(Directions):
Pick every line with "returns" from the material below.

(Extracted material):
PR #3068, opened 2021-07-08
fix(utils): unify selecting nodes in shadow tree with shadowSelect()

WilcoFiers:
Adds axe.utils.shadowSelect to select elements within a shadow tree. This method was created to be used along side `axe.utils.getFrameContexts()`.

### DIFF
--- a/lib/core/utils/shadow-select.js
+++ b/lib/core/utils/shadow-select.js
@@ -1,0 +1,26 @@
+/**
+ * Find the first element to match a selector.
+ * Use an array of selectors to reach into shadow DOM trees
+ * 
+ * @param {string|string[]} selector String or array of strings with a CSS selector
+ * @param {Document} doc Optional document node
+ * @returns {Element|Null}
+ */
+export default function shadowSelect(selectors) {
+  // Spread to avoid mutating the input
+  const selectorArr = Array.isArray(selectors) ? [...selectors] : [selectors];
+  return selectRecursive(selectorArr, document)
+}
+
+/* Find an element in shadow or light DOM trees, using an axe selector */
+function selectRecursive(selectors, doc) {
+  const selectorStr = selectors.shift();
+  const elm = selectorStr ? doc.querySelector(selectorStr) : null;
+  if (selectors.length === 0) {
+    return elm;
+  }
+  if (!elm?.shadowRoot) {
+    return null;
+  }
+  return selectRecursive(selectors, elm.shadowRoot);
+}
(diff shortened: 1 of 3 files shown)


test/core/utils/shadow-select.js
```diff
@@ -0,0 +1,92 @@
...
+    it('returns null if the node does not exist in the shadow tree', function () {
+      var shadowRoot = appendShadowTree(fixture, 'div')
+      shadowRoot.innerHTML = '<b class="hello"></b>';
+      assert.isNull(shadowSelect(['#fixture > div', '.goodbye']));
+    });
+
+    it('returns null if an intermediate node is not a shadow root', function () {
+      var shadowRoot = appendShadowTree(fixture, 'article');
+      shadowRoot.innerHTML = '<section></section>';
+      assert.isNull(shadowSelect(['#fixture > article', 'section', 'p']));
```
straker, line 57: Since the `p` tag doesn't exist in the fixture, even if the `section` was a shadow root this would return `null`. 

```suggestion
      shadowRoot.innerHTML = '<section><p class="hello"></p></section>';
      assert.isNull(shadowSelect(['#fixture > article', 'section', 'p']));
```

lib/core/utils/shadow-select.js
```diff
@@ -0,0 +1,26 @@
+/**
+ * Find the first element to match a selector.
+ * Use an array of selectors to reach into shadow DOM trees
+ * 
+ * @param {string|string[]} selector String or array of strings with a CSS selector
+ * @param {Document} doc Optional document node
+ * @returns {Element|Null}
+ */
+export default function shadowSelect(selectors) {
```
straker, line 9: So this function has a very specific and singular purpose: to select frame elements returned from `getFrameContexts`. The frames should be selectable without the virtual tree and using the selector `getFrameContexts` returns. I think we should rename this function to be very specific as to when / why to use it (and that it works specifically in conjunction with `getFrameContexts`).`getFrameInContext` perhaps?

Also, this function cannot be used by highlighter or directly with axe result selectors since those can include iframe elements which this does not handle (e.g. `["iframe", ["#shadow", "button"]]`).

```suggestion
export default function getFrameInContext(selectors) {
```

straker (changes requested):

lib/core/utils/shadow-select.js
WilcoFiers: There is nothing in this function that makes it just about frames. This is not a good name.

straker (approved):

(Response below):
+ * @returns {Element|Null}
+    it('returns null if the node does not exist in the shadow tree', function () {
+    it('returns null if an intermediate node is not a shadow root', function () {
+ * @returns {Element|Null}
straker, line 9: So this function has a very specific and singular purpose: to select frame elements returned from `getFrameContexts`. The frames should be selectable without the virtual tree and using the selector `getFrameContexts` returns. I think we should rename this function to be very specific as to when / why to use it (and that it works specifically in conjunction with `getFrameContexts`).`getFrameInContext` perhaps?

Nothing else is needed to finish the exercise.